Im setting up a 75g tank as i purchased a stand. Its a solid top stand. Was curious as to what people mean when they say to put a piece of fiber board or plywood between the stand and tank? The tank sits perfectly on the stand and both tank and stand are level. Is it to take pressure off the bottom glass? Does the board go inside the black trim so the whole bottom glass rests on it? Im in an apartment so i want things dont closer to correct than winging it and creating a flood 3 floors below.
Thanks in advance


----------



## infolific (Apr 10, 2016)

The tanks with the plastic trim don't need an additional board.
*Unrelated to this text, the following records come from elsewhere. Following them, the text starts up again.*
PR #4723, opened 2025-02-23
Update benchmarks

### LINKED ISSUE #4709: Old version of google benchmark
MFEM has a dependency on an old version of google benchmark. The `error_message` member variable was removed from the `BenchmarkReporter` class (see [this issue](https://github.com/google/benchmark/issues/1603)), and as a result when trying to compile the benchmarks in the `tests/benchmarks` directory, it fails with an error:

`mfem/tests/benchmarks/bench.hpp(54): error: class "benchmark::BenchmarkReporter::Run" has no member "error_message"`

This is using the latest version of google benchmark (1.9.1)

camierjs:
Fix to use google benchmark to fix #4709

### DIFF
--- a/CHANGELOG
+++ b/CHANGELOG
@@ -132,6 +132,10 @@ Miscellaneous
   assembly routines (although the latter is still possible, by leaving the new
   virtual method as its default base implementation of returning `NULL`).
 
+- Updated benchmarks to work with newest Google Benchmarks classes.
+
+- Renamed the 'MFEM_ENABLE_GOOGLE_BENCHMARKS' option to 'MFEM_ENABLE_BENCHMARKS'.
+
 API changes
 -----------
 - API change: 'TMOP_Metric_skew2D' has been marked as deprecated.
--- a/CMakeLists.txt
+++ b/CMakeLists.txt
@@ -744,11 +744,17 @@ if (MFEM_ENABLE_TESTING)
   add_mfem_target(${MFEM_ALL_TESTS_TARGET_NAME} OFF)
   add_subdirectory(tests EXCLUDE_FROM_ALL)
 
-  # Create a target for all benchmarks and, optionally, enable it.
-  set(MFEM_ALL_BENCHMARKS_TARGET_NAME benchmarks)
-  add_mfem_target(${MFEM_ALL_BENCHMARKS_TARGET_NAME}
-                  ${MFEM_ENABLE_GOOGLE_BENCHMARKS})
-  add_subdirectory(tests/benchmarks EXCLUDE_FROM_ALL)
+  if (MFEM_USE_BENCHMARK)
+    # Create a target for all benchmarks and, optionally, enable it.
+    set(MFEM_ALL_BENCHMARKS_TARGET_NAME benchmarks)
+    add_mfem_target(${MFEM_ALL_BENCHMARKS_TARGET_NAME}
+                    ${MFEM_ENABLE_BENCHMARKS})
+    if (MFEM_ENABLE_BENCHMARKS)
+      add_subdirectory(tests/benchmarks EXCLUDE_FROM_ALL)
+    else()
+      add_subdirectory(tests/benchmarks EXCLUDE_FROM_ALL)
+    endif()
+  endif()
 endif()
 
 # Define a target that all examples and miniapps will depend on.
--- a/config/defaults.cmake
+++ b/config/defaults.cmake
@@ -86,7 +86,7 @@ set(MFEM_MPI_NP 4 CACHE STRING "Number of processes used for MPI tests")
 option(MFEM_ENABLE_TESTING "Enable the ctest framework for testing" ON)
 option(MFEM_ENABLE_EXAMPLES "Build all of the examples" OFF)
 option(MFEM_ENABLE_MINIAPPS "Build all of the miniapps" OFF)
-option(MFEM_ENABLE_GOOGLE_BENCHMARKS "Build all of the Google benchmarks" OFF)
+option(MFEM_ENABLE_BENCHMARKS "Build all of the benchmarks" OFF)
 
 # Setting CXX/MPICXX on the command line or in user.cmake will overwrite the
 # autodetected C++ compiler.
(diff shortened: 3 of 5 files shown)


tzanio:
ping: @sean-baccas

tzanio:
No need for changes in the Makefile build system?

tzanio:

CHANGELOG
```diff
@@ -132,6 +132,10 @@ Miscellaneous
   assembly routines (although the latter is still possible, by leaving the new
   virtual method as its default base implementation of returning `NULL`).
 
+- Updated benchmarks to work with newest Google Benchmarks classes.
+
+- Renamed the 'MFEM_ENABLE_GOOGLE_BENCHMARKS' option to 'MFEM_ENABLE_BENCHMARKS'.
```
tzanio, line 137:
```suggestion
- Updated the benchmarks (in tests/benchmarks) to work with the latest Google
  Benchmarks classes (version 1.9.1). Renamed the MFEM_ENABLE_GOOGLE_BENCHMARKS
  CMake option to just MFEM_ENABLE_BENCHMARKS.
```

tzanio (approved):
Thanks for updating this, @camierjs 🙏

sean-baccas:
Looks good, but unfortunately I get linker errors to `benchmark::internal::global_context[abi:cxx11]` - is there a build option that resolves this?

CHANGELOG
camierjs: done in https://github.com/mfem/mfem/pull/4723/commits/a0723083c65ff1dc1712e79e1683c40268658055

camierjs:
> Looks good, but unfortunately I get linker errors to `benchmark::internal::global_context[abi:cxx11]` - is there a build option that resolves this?

Setting `MFEM_USE_BENCHMARK=YES` and `BENCHMARK_DIR=...` while using `make` seems enough.
Make sure to link against `-lbenchmark`, `make info` should show `MFEM_EXT_LIBS=-L.../google-benchmark/lib -lbenchmark`.
`cmake` builds with the `MFEM_USE_BENCHMARK` set `ON` and the right `include_directories` should also bring `libbenchmark.a` to the link stage.

sean-baccas:
> > Looks good, but unfortunately I get linker errors to `benchmark::internal::global_context[abi:cxx11]` - is there a build option that resolves this?
> 
> Setting `MFEM_USE_BENCHMARK=YES` and `BENCHMARK_DIR=...` while using `make` seems enough. Make sure to link against `-lbenchmark`, `make info` should show `MFEM_EXT_LIBS=-L.../google-benchmark/lib -lbenchmark`. `cmake` builds with the `MFEM_USE_BENCHMARK` set `ON` and the right `include_directories` should also bring `libbenchmark.a` to the link stage.

Managed to fix that - I had messed my environment up!

sean-baccas:
I also note that the macro `BENCHMARK_OVERRIDE` is now missing from google benchmark itself (see [here](https://github.com/mfem/mfem/blob/a0723083c65ff1dc1712e79e1683c40268658055/tests/benchmarks/bench_tmop.cpp#L132)). I can push a fix for this (just needs to change to `override`) - do I need permissions to do so?

sean-baccas:
Further, I've had a couple of other issues since:

- the benchmarks don't detect that I've got a gpu available to run on, but I can make the benchmarks run with the cuda/ceed-cuda backend if I change the device string in the source file and then recompile. Is that an issue with my google benchmark installation?
- I am trying to recreate the results seen in [this paper](https://arxiv.org/pdf/2402.15940), but I'm having issues running the benchmarks in bench_ceed.cpp. In particular, in BP2/1, I get an assertion error:

`Assertion failed: (dofs.Size() <= elemvect.Size()) is false:
 --> Size mismatch: length of dofs is 24, length of elemvect is 8
 ... in function: void mfem::Vector::AddElementVector(const Array<int> &, const mfem::Vector &)
 ... in file: /home/ir-bacc3/repos/mfem/linalg/vector.cpp:671
`

Have you seen errors like this before?

helloworld922:
What's the difference between `MFEM_ENABLE_BENCHMARKS` and `MFEM_USE_BENCHMARK`? Should these be merged into the same option?

helloworld922:
I'm getting a compiler error in `test/benchmarks/bench_virtuals.cpp`, it looks like Google Benchmark is using C++14 specific features (`std::make_unique`). The Google benchmark readme seems to say that to compile Google Benchmark itself requires C++14, but it should be compatible to link with C++03? Not sure if that has changed internally without the documentation being updated.

camierjs:
> I also note that the macro `BENCHMARK_OVERRIDE` is now missing from google benchmark

should be fixed in https://github.com/mfem/mfem/pull/4723/commits/1b83c640558323aec3ba73aa4d89ba0b5f942680

camierjs:
> * the benchmarks don't detect that I've got a gpu available to run on

You should be able to use the command line argument: `--benchmark_context=device=...` to set the MFEM device.

helloworld922 (approved):

tzanio:

config/defaults.mk
```diff
@@ -552,6 +552,9 @@ ALGOIM_OPT = -I$(ALGOIM_DIR)/src $(BLITZ_OPT)
 ALGOIM_LIB = $(BLITZ_LIB)
 
 # BENCHMARK library configuration
+ifeq ($(MFEM_USE_BENCHMARK),YES)
+   BASE_FLAGS = -std=c++14
+endif
```
tzanio, line 557: Note that this will have to be modified due to [this change](https://github.com/mfem/mfem/pull/4452/commits/4606b273d8ece2a33233cb40ff6a4f79a4d84656) in https://github.com/mfem/mfem/pull/4452

camierjs:
> * I am trying to recreate the results seen in [this paper](https://arxiv.org/pdf/2402.15940), but I'm having issues running the benchmarks in bench_ceed.cpp. In particular, in BP2/1, I get an assertion error

should be fixed with https://github.com/mfem/mfem/pull/4723/commits/6bcd0ca2080a76427d15a372dcf541806e32b81e

tzanio:

sean-baccas:
Thanks, this looks really nice. Managed to build and run the benchmarks without error

tzanio:
@sean-baccas, do you mind formally approving the PR if this fixes the issue?

sean-baccas (approved):

PR #4770, opened 2025-03-31
Use the <min>...<max> syntax for CMake

adam-sim-dev:
CMake Deprecation Warning at CMakeLists.txt:15 (cmake_minimum_required):
  Compatibility with CMake < 3.10 will be removed from a future version of
  CMake.

  Update the VERSION argument <min> value.  Or, use the <min>...<max> syntax
  to tell CMake that the project requires at least <min> but has been updated
  to work with policies introduced by <max> or earlier.


tzanio:
Superseded by https://github.com/mfem/mfem/pull/4774

tzanio:
@adam-sim-dev, did you see https://github.com/mfem/web/pull/308#issuecomment-2637351762?

PR #4766, opened 2025-03-28
Remove many of the raw pointers from the new MMA solver

tepperly:
We're planning to experiment using mfem's MMA solver in LiDO. I asked @bslazarov about replacing the raw pointers with `::std::unique_ptr`, and he said that I could make suggestions.

Here are the changes I'm proposing with this PR:
* Replace all the raw pointers with `::std::unique_ptr` including those in LUSolve.
* Remove `#include`'s from the header file that aren't necessary.
* Change MMASubBase's constructor argument to a reference because it shouldn't be optional or changeable.
* Reran astyle on mma.hpp and mma.cpp

 | PR | Author | Editor | Reviewers | Assignment | Approval | Merge|
 | --- | --- | --- | --- | --- | --- | --- |
| [#4766](https://github.com/mfem/mfem/pull/4766) | @tepperly | @tzanio | @bslazarov + @SchmidtMat | 4/1/25 | 4/1/25 | 4/2/25 | |

<details>
<summary>PR Checklist</summary>
    
- [ ] Code builds.
- [ ] Code passes `make style`.
- [ ] Update `CHANGELOG`:
    - [ ] Is this a new feature users need to be aware of? New or updated example or miniapp?
    - [ ] Does it make sense to create a new section in the `CHANGELOG` to group with other related features?
- [ ] Update `INSTALL`:
    - [ ] Had a new optional library been added? If so, what range of versions of this library are required? (*Make sure the external library is compatible with our BSD license, e.g. it is not licensed under GPL!*)
    - [ ] Have the version ranges for any required or optional libraries changed?
    - [ ] Does `make` or `cmake` have a new target?
    - [ ] Did the requirements or the installation process change? *(rare)*
- [ ] Update continuous integration server configurations if necessary (e.g. with new version requirements for each of MFEM's dependencies)
    - [ ] `.github`
    - [ ] `.appveyor.yml`
- [ ] Update `.gitignore`:
    - [ ] Check if `make distclean; git status` shows any files that were generated from the source by the project (not an IDE) but we don't want to track in the repository.
    - [ ] Add new patterns (just for the new files above) and re-run the above test.
- [ ] New examples:
    - [ ] All sample runs at the top of the example source file work.
    - [ ] Update `examples/makefile`:
      - [ ] Add the example code to the appropriate `SEQ_EXAMPLES` and `PAR_EXAMPLES` variables.
      - [ ] Add any files generated by it to the `clean` target.
[...]

PR #4771, opened 2025-03-31
Fix error in MFEM_ABORT in MMA with LAPACK

pazner:
Fixes compilation error when compiling with LAPACK enabled:
```
linalg/mma.cpp:709:92: error: too many arguments provided to function-like macro invocation
  709 |                   MFEM_ABORT("MMA: Argument %d in linear system solve has illegal value.", info);
```

### DIFF
--- a/linalg/mma.cpp
+++ b/linalg/mma.cpp
@@ -706,7 +706,8 @@ void MMA::MMASubSvanberg::Update(const real_t* dfdx,
                }
                else
                {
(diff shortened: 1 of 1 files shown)


vladotomov (approved):

tzanio:
See https://github.com/mfem/mfem/pull/4766#issuecomment-2766526020

pazner:
Ah, didn't see that. Looks like this is superseded by #4741.

bslazarov (approved):

tzanio:
The fix should be in `master` now

PR #4782, opened 2025-04-05
Add additional debug info to try and catch an illusive github CI bug

helloworld922:
Try to catch and debug the illusive failure in `punit_tests` removing `parallel_in_serial.mesh` in github CI.


pazner:
The cause of this elusive bug is actually the [broken MPICH package on Ubuntu 24.04](https://bugs.launchpad.net/ubuntu/+source/mpich/+bug/2072338). See #4783.

tzanio:
Wow 😱

PR #4811, opened 2025-04-16
AMR Matrix-free derefinement operator

helloworld922:
Implements a matrix-free operator for AMR derefinement. Construction of the operators is significantly faster than sparse matrix construction, and application is GPU accelerated.

Notes:
- Currently limited to FiniteElementSpace (ParFiniteElementSpace still WIP)
- There is an existing FiniteElementSpace::DerefinementOperator which is unrelated to this work, it seems to be used for InterpolationGridTransfer? Can the implementation somehow be merged with this?


tzanio:

fem/fespace.cpp
```diff
@@ -17,16 +17,299 @@
...
+      MFEM_VERIFY(old_ndofs, "Missing previous (finer) space.");
+      MFEM_VERIFY(fespace->GetNDofs() <= old_ndofs,
+                  "Previous space is not finer.");
+
+      const CoarseFineTransformations &dtrans =
+         fespace->GetMesh()->ncmesh->GetDerefinementTransforms();
+
+      MFEM_ASSERT(dtrans.embeddings.Size() == old_elem_dof->Size(), "");
+
+      bool is_dg = fespace->FEColl()->GetContType() ==
```
dylan-copeland, line 96: `const bool`. Isn't this what AI tools like Copilot should do, instead of just writing useless, verbose comments?

fem/fespace.cpp
```diff
@@ -17,16 +17,299 @@
...
+   Array<int> block_row_idcs_offsets;
+   /// offsets into col_idcs
+   Array<int> block_col_idcs_offsets;
+   /// mapping for row dofs, oob indicates the block row should be ignored.
+   /// negative means the row data should be negated.
+   Array<int> row_idcs;
+   /// mapping for col dofs, negative means the col data should be negated.
+   Array<int> col_idcs;
+   Vector block_storage;
+   int max_rows;
```
dylan-copeland, line 49: Please document.

dylan-copeland:
@helloworld922 how should this PR be tested, both by reviewers and CI? Should there be unit tests or sample runs in an example or miniapp?

fem/fespace.cpp
```diff
@@ -17,16 +17,299 @@
...
+   }
+
+   DerefineMatrixOp(FiniteElementSpace &fespace_, int old_ndofs,
+                    const Table *old_elem_dof, const Table *old_elem_fos)
+      : Operator(fespace_.GetVSize(), old_ndofs * fespace_.GetVDim()),
+        fespace(&fespace_)
+   {
+      static Kernels kernels;
+      constexpr int max_team_size = 256;
+      /// TODO: Implement DofTransformation support
```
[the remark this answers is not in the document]
helloworld922: This was copied from the original `FiniteElementSpace::DerefinementMatrix` function, and I noticed similar comments throughout FiniteElementSpace. I'm not entirely sure what `DofTransformation` does or is used for, though this implementation should match the original `DerefinementMatrix` in capabilities (or lack there-of).

fem/fespace.cpp
```diff
@@ -17,16 +17,299 @@
...
 
 using namespace std;
 
 namespace mfem
 {
+/// \cond DO_NOT_DOCUMENT
 
-template <> void Ordering::
-DofsToVDofs<Ordering::byNODES>(int ndofs, int vdim, Array<int> &dofs)
+class DerefineMatrixOp : public Operator
```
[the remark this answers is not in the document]
helloworld922: It could be a struct, I wasn't sure what convention MFEM prefers to use. The name `DerefineMatrixOp` was to try and distinguish it from the existing `FiniteElementSpace::DerefinementOperator`. It isn't obvious to me if `FiniteElementSpace::DerefinementOperator` can be modified or directly used in place of `DerefinementMatrix`, do you happen to know what operation this class performs vs. `DerefinementMatrix`?

fem/fespace.cpp
helloworld922: added

fem/pfespace.cpp
```diff
@@ -22,11 +22,648 @@
...
+
+   ParDerefineMatrixOp(ParFiniteElementSpace &fespace_, int old_ndofs,
+                       const Table *old_elem_dof, const Table *old_elem_fos)
+      : Operator(fespace_.GetVSize(), old_ndofs * fespace_.GetVDim()),
+        fespace(&fespace_)
+   {
+      static Kernels kernels;
+      constexpr int max_team_size = 256;
+
+      int NRanks = fespace->GetNRanks();
```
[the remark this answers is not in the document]
helloworld922: changed

fem/fes_kernels.hpp
```diff
@@ -0,0 +1,235 @@
...
+{
+/// \cond DO_NOT_DOCUMENT
+namespace internal
+{
+
+template <Ordering::Type Order, class Base, bool Diag = true>
+struct DerefineMatrixOpFunctorBase;
+
+template <class Base>
+struct DerefineMatrixOpFunctorBase<Ordering::byNODES, Base, true>
```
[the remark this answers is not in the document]
helloworld922: added

helloworld922:
@dylan-copeland any test which uses AMR derefinement should work close to identically (barring fp rounding) as it did before, though this may be difficult to test since by design the old DerefinementMatrix/ParallelDerefinementMatrix are never called.

`ex15`/`ex15p` run will exercise the derefinement code in serial and parallel, but only on the CPU. `unit/fem/test_derefine.cpp` also tests AMR coarsening, though I think these are also limited to CPU only? I can try to update them to also run on the GPU.

fem/fes_kernels.hpp
```diff
@@ -0,0 +1,242 @@
...
+/// and fine element are on our rank), false otherwise (coarse element is on our
+/// rank, fine element is on a different rank).
+///
+template <Ordering::Type Order, class Base, bool Diag = true>
+struct DerefineMatrixOpFunctorBase;
+
+template <class Base>
+struct DerefineMatrixOpFunctorBase<Ordering::byNODES, Base, true>
+{
+   /// block col idcs offsets
```
dylan-copeland, line 45: It would be better not to abbreviate in comments.

fem/fes_kernels.hpp
```diff
@@ -0,0 +1,242 @@
...
+/// base class can access child class fields without virtual functions
+/// @tparam Diag true if this corresponds to the diagonal block (coarse element
+/// and fine element are on our rank), false otherwise (coarse element is on our
+/// rank, fine element is on a different rank).
+///
+template <Ordering::Type Order, class Base, bool Diag = true>
+struct DerefineMatrixOpFunctorBase;
+
+template <class Base>
+struct DerefineMatrixOpFunctorBase<Ordering::byNODES, Base, true>
```
dylan-copeland, line 43: The only differences between byNodes and byVDIM are IndexX and IndexY. Can the rest be in a base class, to avoid duplication?

fem/fes_kernels.hpp
```diff
@@ -0,0 +1,242 @@
...
+/// Implements matrix-vector multiply $y = A x$ for a sparse matrix composed of
+/// a sum of smaller dense blocks. There is additional permutation/sign
+/// information associated with each block. The base class only implements
+/// helper routines such as computing block widths, index into x, index into y,
+/// and column in A given sub-block information.
+/// @sa DerefineMatrixOpMultFunctor
+///
+/// @tparam Order vdim ordering for x and y. Note that for Diag = false this is
+/// ignored for x as x has a special interleaved order.
+/// @tparam Base used for the curious recurring template pattern (CRTP) so the
```
dylan-copeland, line 33: Is CRTP faster than virtual functions for real tests? I assume this is an optimization that matters, but I haven't seen this elsewhere in MFEM.

fem/fes_kernels.hpp
```diff
@@ -0,0 +1,242 @@
...
+      return segptr[tmp] * static_cast<const Base *>(this)->vdims + col +
+             vdim * segwidth;
+   }
+   int MFEM_HOST_DEVICE IndexY(int row, int vdim) const
+   {
+      return vdim + row * static_cast<const Base *>(this)->vdims;
+   }
+};
+
+/// internally used to implementing the derefinement operator Mult diagonal
```
dylan-copeland, line 166: `implementing` -> `implement`

fem/fespace.cpp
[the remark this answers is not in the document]
dylan-copeland: I'm not aware of a convention for `struct` vs. `class`, so I would just go with what makes the most sense in each case. I don't have a strong preference. I see now that `DerefinementOperator` already exists, and I'm not sure what the difference is. The different, similar names and classes may get confusing, but that may be a larger problem than this PR.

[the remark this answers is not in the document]
dylan-copeland: Also, this file is getting long, so we may want to split it up. It may make sense to put this new code in a different file, but the splitting into more files may be a question for another PR.

fem/pfespace.cpp
```diff
@@ -22,11 +22,660 @@
...
+      block_col_idcs_offsets.SetSize(num_diagonal_blocks + 1);
+      block_col_idcs_offsets.HostWrite();
+      block_off_diag_row_idcs_offsets.SetSize(num_offdiagonal_blocks + 1);
+      block_off_diag_row_idcs_offsets.HostWrite();
+      block_off_diag_col_offsets.SetSize(num_offdiagonal_blocks);
+      block_off_diag_col_offsets.HostWrite();
+      block_off_diag_widths.SetSize(num_offdiagonal_blocks);
+      block_off_diag_widths.HostWrite();
+      pack_col_idcs.SetSize(send_len);
+      // memory manager doesn't appear to have a grace-full fallback for
```
dylan-copeland, line 285: `grace-full` -> `graceful`

fem/pfespace.cpp
```diff
@@ -4551,30 +5199,44 @@ ParFiniteElementSpace::ParallelDerefinementMatrix(int old_ndofs,
...
+   // assume embedding orders are consistent (i.e. what we expect to receive
+   // first from a given rank is sent first, etc.)
+   std::vector<MPI_Request> requests;
+   requests.reserve(to_send.size() + to_recv.size());
+   // enqueue recvs
+   for (auto &v : to_recv)
+   {
+      requests.emplace_back();
+      MPI_Irecv(v.second.data(), v.second.size(), HYPRE_MPI_BIG_INT, v.first,
+                291, MyComm, &requests.back());
```
dylan-copeland, line 5232: The tag 291 has already been in use, so this PR is not to blame, but I think it would be better to define this somewhere with a name. In PR 4038, I introduced `enum VarMessageTag` in `general/communication.hpp`, since those tags were used in multiple files. If 291 is limited to `ParFiniteElementSpace`, maybe it could be a `constexpr` in this class. Anyway, it's easier to manage the tags in a way like this, instead of hard-coded numbers.

fem/fes_kernels.hpp
helloworld922: Virtual functions can't be called from CUDA `__device__` functions (and I imagine HIP as well). I think the other option for implementing this is to have the vdim indexing order stuff be a completely separate class still with DerefineMatrixOpMultFunctor as a template parameter, though I think it just makes a few things slightly messier.

fem/pfespace.cpp
helloworld922: I added a tag to `VarMessageTag` for this which right now has its value defined as `291` to prevent collisions with other hard-coded tags. We should probably go through the whole code-base and update all tags to use this, then the hard-coded constants can be removed.

dylan-copeland: Sorry to be pedantic about this, but `VarMessageTag` is associated with `struct VarMessage`. Since the 291 tag is used directly in `MPI` calls, rather than `VarMessage`, it seems better to define this tag separately from `VarMessageTag`. Maybe we can start a new `enum MPI_Tag` in `ParFiniteElementSpace`, to keep its scope limited to that class? Or if we don't have enough for an `enum`, maybe something like `static constexpr int DEREFINEMENT_TAG = 291;` again limited to the class.

fem/pfespace.cpp
```diff
@@ -22,11 +22,658 @@
...
+#include "kernel_dispatch.hpp"
+#include "fes_kernels.hpp"
+
 #include <limits>
 #include <list>
 
 namespace mfem
 {
+/// \cond DO_NOT_DOCUMENT
+class ParDerefineMatrixOp : public Operator
```
dylan-copeland, line 34: We should also consider putting this in another file, to keep this file more readable. I don't have a strong opinion about whether to make the split in this PR. What do other reviewers think?

fem/pfespace.cpp
dylan-copeland: Or maybe it's better to have all the tags in `communication.hpp`, so we can easily see if a tag is duplicated. Perhaps a separate `enum ParFiniteElementSpaceTag` in `communication.hpp` would be best.

fem/pfespace.cpp
helloworld922: I think it makes sense to split it into its own separate file, I can do that. Same with the serial version.

fem/pfespace.cpp
helloworld922: I think it makes sense for them all to be in the same place so it's easy to tell if there are any tag collisions. It could be in a separate enum in `communication.hpp`.

general/communication.hpp
```diff
@@ -425,16 +425,24 @@ class GroupCommunicator
    ~GroupCommunicator();
 };
 
+/// General MPI message tags used by MFEM
+enum MessageTag
+{
+   DEREFINEMENT_MATRIX_CONSTRUCTION_DATA_VM =
```
dylan-copeland, line 431: `_VM` means `VarMessage` and could be removed here.

dylan-copeland (approved):
There are some remaining questions about whether existing classes for derefinement should be merged with the new code or eliminated. I'm not familiar enough with these classes to comment, but it seems fine to me to keep everything for now and maybe simplify later, with the priority being to introduce the new capabilities in this PR soon.

tzanio:
Please mention in `CHANGELOG`

tzanio (approved):
Thanks @helloworld922 !

tzanio:

v-dobrev:

PR #4821, opened 2025-04-22
More threads for SmemPAMassApply3D

tomstitt:
Switches `SmemPAMassApply3D_Element` to a 3D thread block loop to better use GPUs at low/medium orders


tomstitt:
> @tomstitt, is this ready for review? If it is, can you please add the `ready-for-review` label?

I need to come back to it, when I tested before it was only faster for some orders but I also saw large iteration count differences so I think something is broken

helloworld922:
superseded by #5299

PR #4826, opened 2025-04-23
Chain asan sigaction

victor-decaria-nnl:
Chain the mfem signal handlers so that previously installed signal handlers can still be called, like if asan is being used.

Includes the signal and code in the error message for illegal memory access. I didn't realize before that I was running into an access permission error specifically, which asan can't help much with, so this extra information can be helpful.

I tested this with and without asan on this MWE I posted in this #4825  

Without asan, it falls through to calling the original `MFEM_ABORT`.

With asan, there is a partial error message from mfem, and then it goes to the asan signal handler and prints the stack trace. It does not print the `MFEM_ABORT` stuff in that case, which I hope is ok.

### DIFF
--- a/general/mem_manager.cpp
+++ b/general/mem_manager.cpp
@@ -57,6 +57,9 @@
 namespace mfem
 {
 
+static struct sigaction old_segv_action;
+static struct sigaction old_bus_action;
+
 MemoryType GetMemoryType(MemoryClass mc)
 {
    switch (mc)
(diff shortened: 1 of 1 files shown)


tzanio:

camierjs (approved):
Looks good @victor-decaria-nnl, thank you for this addition!
It definitely helps to get the stack trace.

helloworld922 (approved):

tzanio:

PR #4836, opened 2025-04-29
[WIP] AD for TMOP_WorstCaseUntangleOptimizer_Metric 

kmittal2:


tzanio:

fem/tmop.hpp
```diff
@@ -69,6 +73,20 @@ class TMOP_QualityMetric : public HyperelasticModel
    virtual void EvalPW(const DenseMatrix &Jpt, DenseMatrix &PW) const
    { PW = 0.0;}
 
+   // First-derivative hook for AD-based computations:
```
vladotomov: We should stress in the comments that this function is internal, for AD connection purposes. I don't like it, but also couldn't figure a way to remove it from the `public`. Same for `EvalW_AD2`.

fem/tmop.hpp
```diff
@@ -69,6 +73,20 @@ class TMOP_QualityMetric : public HyperelasticModel
...
+                             const std::vector<AD1Type> &W) const
+   {
+      return AD1Type{0.0, 0.0};
+   }
+
+   // Second-derivative hook for AD-based computations:
+   virtual AD2Type EvalW_AD2(const std::vector<AD2Type> &T,
+                             const std::vector<AD2Type> &W) const
+   {
+      return AD2Type{{0.0, 0.0}, {0.0,0.0}};
```
vladotomov: Isn't it better to abort? Now these functions can be used with any metric, and it will just work, returning zeros silently.

fem/tmop.cpp
```diff
@@ -645,6 +748,64 @@ real_t TMOP_WorstCaseUntangleOptimizer_Metric::EvalWBarrier(
...
+
+void TMOP_WorstCaseUntangleOptimizer_Metric::EvalP(const DenseMatrix &Jpt,
+                                                   DenseMatrix &P) const
+{
+   auto mu_ad_fn = [this](
+                      std::vector<AD1Type> &T, std::vector<AD1Type> &W)
+   {
+      return EvalW_AD1(T,W);
+   };
+   if (tmop_metric.Id() == 4 || tmop_metric.Id() == 14 || tmop_metric.Id() == 66)
```
vladotomov: I don't see 66 implementing the AD. It combines 4 an 55, and 55 does not implement anything (returns zeros from the default `EvalW_AD` implementation).

vladotomov (approved):
ping @bslazarov @SchmidtMat

fem/tmop.cpp
```diff
@@ -163,6 +193,63 @@ type mu98_ad(const std::vector<type> &T, const std::vector<type> &W)
...
+// add specialization for AD2Type
+template <>
+AD2Type make_one_type<AD2Type>()
+{
+   return AD2Type{AD1Type{1.0, 0.0}, AD1Type{0.0, 0.0}};
+}
+
+using TWCUO = TMOP_WorstCaseUntangleOptimizer_Metric;
+template <typename type>
+type wcuo_ad(type mu,
```
SchmidtMat, line 216: I wonder if we should add some form of small comment explaining what the function is doing. Similar to the other ones above.

SchmidtMat (approved):

tzanio:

The board that people suggest is for rimless tanks where the bottom sheet of glass sits directly on the stand. The board in this case is meant to provide some additional protection from small surface imperfections resulting in pressure that can lead to a leak or broken seam. This board, when used, is meant to be something firm, but soft and not a plywood board.


----------



## daking (Mar 6, 2008)

infolific said:


> The tanks with the plastic trim don't need an additional board. The board that people suggest is for rimless tanks where the bottom sheet of glass sits directly on the stand. The board in this case is meant to provide some additional protection from small surface imperfections resulting in pressure that can lead to a leak or broken seam. This board, when used, is meant to be something firm, but soft and not a plywood board.


Ok thank you.. had a feeling it was a little redundant in this situation


----------